If the class action is authorized, no action on the part of the determined class members will be required, Assor said. “Notices will go out and then [class members] will be given an opportunity to opt out,” he said.

As things stand, registrants can sign up for notices about the class action application on the Lex Group website.

As previously reported by this publication, the Office of the Information and Privacy Commissioner of Ontario (IPC) said it contacted the Ontario Securities Commission (OSC) for more information about the CIRO cybersecurity breach after it occurred.

Self-regulatory organizations (SROs) aren’t required to report data breaches to the IPC, but provincial institutions, including Crown agencies such as the OSC, are required to report breaches that pose a risk of “significant harm.” In this case, the compromised data was collected under powers delegated to the SRO by the OSC.

The IPC has since told this publication — in an emailed statement in November — that it contacted the OSC on Sept. 18.

“We were advised that no records in the custody and control of the OSC were impacted by the breach,” the statement said.

The data breach occurred about four months after most of the provincial securities regulators delegated broader authority for registration to CIRO, and a few weeks after the Autorité des marchés financiers did so.
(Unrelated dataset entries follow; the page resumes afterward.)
PR #1234, opened 2024-11-12
docs: clarify imports in the readme

caarlos0:


bashbunni:
I think this is fine to include. I haven't seen any questions about this before and it may cause more confusion for new users than it does to clarify uncertainty 🤔

PR #1240, opened 2024-11-16
Update main.go - implement missing getPackages

7flash:
before it shows

```
examples/package-manager/main.go:41:13: undefined: getPackages
```

now it works

Screenshot 2024-11-16 at 10 43 30

### DIFF
--- a/examples/package-manager/main.go
+++ b/examples/package-manager/main.go
@@ -132,6 +132,20 @@ func max(a, b int) int {
 	return b
 }
 
+func getPackages() []string {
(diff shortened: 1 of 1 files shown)


meowgorithm:
Hi! Thank you for the thoughtful PR. `getPackages` is actually implemented, it's just in [another file in the directory](https://github.com/charmbracelet/bubbletea/blob/76b0f818b3174a3e9b77f93c19820d07855f13f4/examples/package-manager/packages.go). To run the example you'll want to `cd` into the `package-manager` directory and `go run .`.

```bash
cd ./examples/package-manager
go run .
```

If we've missed something here let us know and we'll reopen. Thanks!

In an email, Debra Chan, senior public affairs specialist with the OSC, said, “[W]e do not wish to comment on any discussions with the IPC.” Chan referred to the CSA’s response to this publication in September that the National Registration Database wasn’t affected by the breach.

Previous IIROC-related class action attempt

CIRO predecessor the Investment Industry Regulatory Organization of Canada had a security breach in 2013 after an employee lost a laptop containing investors’ personal information.

That case can’t be directly compared to the current case. Still, in the laptop case, the Superior Court of Quebec dismissed a proposed class action on behalf of affected investors, finding that there was no evidence that the compromised information was misused, and that the regulator “reacted diligently” and shouldn’t face punitive damages.

The court ruled that the harm inflicted on investors didn’t justify compensation, and that it represented normal inconveniences “that any person living in society encounters and should be required to accept.”

With files from James Langton. This story has been updated.